Dataset ::
*** Begin section ***

PR #1949, opened 2020-07-07
Remove unused add_uncle API

cburgdorf:
### What was wrong?

Looks like the `add_uncle` API on blocks is not used anywhere.

### How was it fixed?

Removed dead API.

### To-Do

- [x] Clean up commit history

#### Cute Animal Picture

### DIFF
--- a/eth/vm/forks/frontier/blocks.py
+++ b/eth/vm/forks/frontier/blocks.py
@@ -4,7 +4,6 @@ from typing import (
     Type,
 )
 
-import rlp
 from rlp.sedes import (
     CountableList,
 )
@@ -18,7 +17,6 @@ from eth_typing import (
     Hash32,
 )
 
-from eth_hash.auto import keccak
 from trie.exceptions import (
     MissingTrieNode,
 )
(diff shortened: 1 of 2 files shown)


cburgdorf:
@carver maybe after this is merged we should cut a new release to make sure the increased type safety actually makes it into Trinity.

carver:
Hm, yeah I think I'm still in favor of removing this. But also curious why mypy isn't complaining about us initializing uncles to `[]`. We should probably also force uncles to a tuple in the init, and have a test that confirms that even if we init with a list, then uncles are returned as a tuple.

cburgdorf:
>But also curious why mypy isn't complaining about us initializing uncles to []

Because the whole `__init__` isn't type checked since it derives from `rlp.Serializable`

>We should probably also force uncles to a tuple in the init,

Afaik, the `rlp` library does that for us already.

```python
import rlp
from rlp.sedes import CountableList, Boolean, Serializable

class Foo(Serializable):
    fields = [
        ('things', rlp.sedes.CountableList(Boolean))
    ]

bar = Foo(things=[True, False])

print(bar.things)
print(type(bar.things))
```

prints

```
(True, False)
<class 'tuple'>
```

*** End section ***

Task goal :: The full set of entries above has to be restated exactly.

Output of the task ::
PR #1949, opened 2020-07-07
Remove unused add_uncle API

cburgdorf:
### What was wrong?

Looks like the `add_uncle` API on blocks is not used anywhere.

### How was it fixed?

Removed dead API.

### To-Do

- [x] Clean up commit history

#### Cute Animal Picture

### DIFF
--- a/eth/vm/forks/frontier/blocks.py
+++ b/eth/vm/forks/frontier/blocks.py
@@ -4,7 +4,6 @@ from typing import (
     Type,
 )
 
-import rlp
 from rlp.sedes import (
     CountableList,
 )
@@ -18,7 +17,6 @@ from eth_typing import (
     Hash32,
 )
 
-from eth_hash.auto import keccak
 from trie.exceptions import (
     MissingTrieNode,
 )
(diff shortened: 1 of 2 files shown)


cburgdorf:
@carver maybe after this is merged we should cut a new release to make sure the increased type safety actually makes it into Trinity.

carver:
Hm, yeah I think I'm still in favor of removing this. But also curious why mypy isn't complaining about us initializing uncles to `[]`. We should probably also force uncles to a tuple in the init, and have a test that confirms that even if we init with a list, then uncles are returned as a tuple.

cburgdorf:
>But also curious why mypy isn't complaining about us initializing uncles to []

Because the whole `__init__` isn't type checked since it derives from `rlp.Serializable`

>We should probably also force uncles to a tuple in the init,

Afaik, the `rlp` library does that for us already.

```python
import rlp
from rlp.sedes import CountableList, Boolean, Serializable

class Foo(Serializable):
    fields = [
        ('things', rlp.sedes.CountableList(Boolean))
    ]

bar = Foo(things=[True, False])

print(bar.things)
print(type(bar.things))
```

prints

```
(True, False)
<class 'tuple'>
```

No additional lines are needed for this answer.